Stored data
****************************************

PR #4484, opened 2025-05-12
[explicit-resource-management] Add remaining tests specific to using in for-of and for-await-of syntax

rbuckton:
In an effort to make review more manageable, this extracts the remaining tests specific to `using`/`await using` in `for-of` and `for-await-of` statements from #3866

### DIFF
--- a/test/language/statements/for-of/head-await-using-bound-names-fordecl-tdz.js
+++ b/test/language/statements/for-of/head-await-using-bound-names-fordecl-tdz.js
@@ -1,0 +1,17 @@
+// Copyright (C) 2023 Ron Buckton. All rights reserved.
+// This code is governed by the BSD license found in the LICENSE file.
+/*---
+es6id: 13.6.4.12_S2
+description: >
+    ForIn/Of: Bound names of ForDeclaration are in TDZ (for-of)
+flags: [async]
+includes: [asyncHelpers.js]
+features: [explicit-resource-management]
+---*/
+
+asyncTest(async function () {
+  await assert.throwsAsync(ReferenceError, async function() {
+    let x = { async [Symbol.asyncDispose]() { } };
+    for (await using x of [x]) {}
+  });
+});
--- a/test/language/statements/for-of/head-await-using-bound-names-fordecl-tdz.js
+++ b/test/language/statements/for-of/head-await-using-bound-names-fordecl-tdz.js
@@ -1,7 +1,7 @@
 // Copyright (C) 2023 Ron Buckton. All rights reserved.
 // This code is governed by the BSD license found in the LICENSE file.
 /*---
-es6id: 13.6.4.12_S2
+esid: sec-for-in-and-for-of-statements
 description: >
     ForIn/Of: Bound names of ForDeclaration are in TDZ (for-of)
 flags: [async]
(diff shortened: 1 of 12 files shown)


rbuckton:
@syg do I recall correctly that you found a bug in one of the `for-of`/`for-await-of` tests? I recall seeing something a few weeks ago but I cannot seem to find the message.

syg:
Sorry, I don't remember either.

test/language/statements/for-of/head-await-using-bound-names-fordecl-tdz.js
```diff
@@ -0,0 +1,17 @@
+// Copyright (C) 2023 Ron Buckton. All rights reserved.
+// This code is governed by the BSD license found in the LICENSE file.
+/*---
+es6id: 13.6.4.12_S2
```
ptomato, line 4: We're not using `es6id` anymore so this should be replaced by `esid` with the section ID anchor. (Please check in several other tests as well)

****************************************

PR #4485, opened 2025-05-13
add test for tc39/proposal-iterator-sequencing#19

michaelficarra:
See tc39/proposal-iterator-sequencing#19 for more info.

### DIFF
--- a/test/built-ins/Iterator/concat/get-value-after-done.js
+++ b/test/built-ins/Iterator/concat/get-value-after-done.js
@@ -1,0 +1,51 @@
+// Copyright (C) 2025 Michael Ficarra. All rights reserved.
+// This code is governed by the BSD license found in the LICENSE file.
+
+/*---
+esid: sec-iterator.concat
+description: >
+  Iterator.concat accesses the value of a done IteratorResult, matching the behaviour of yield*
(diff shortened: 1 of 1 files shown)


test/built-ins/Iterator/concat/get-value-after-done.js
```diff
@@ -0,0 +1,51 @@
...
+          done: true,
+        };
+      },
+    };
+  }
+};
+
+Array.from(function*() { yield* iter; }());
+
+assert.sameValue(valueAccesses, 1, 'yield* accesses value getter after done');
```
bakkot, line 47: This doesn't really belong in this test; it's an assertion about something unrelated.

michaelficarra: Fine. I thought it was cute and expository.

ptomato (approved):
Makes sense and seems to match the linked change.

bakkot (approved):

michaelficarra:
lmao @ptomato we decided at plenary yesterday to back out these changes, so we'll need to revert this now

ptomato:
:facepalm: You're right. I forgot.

****************************************

> _What the task asks_: Considering only lines that contain the word "names", say how many there are in the data, with no other text.

> _Result for this exercise_: 7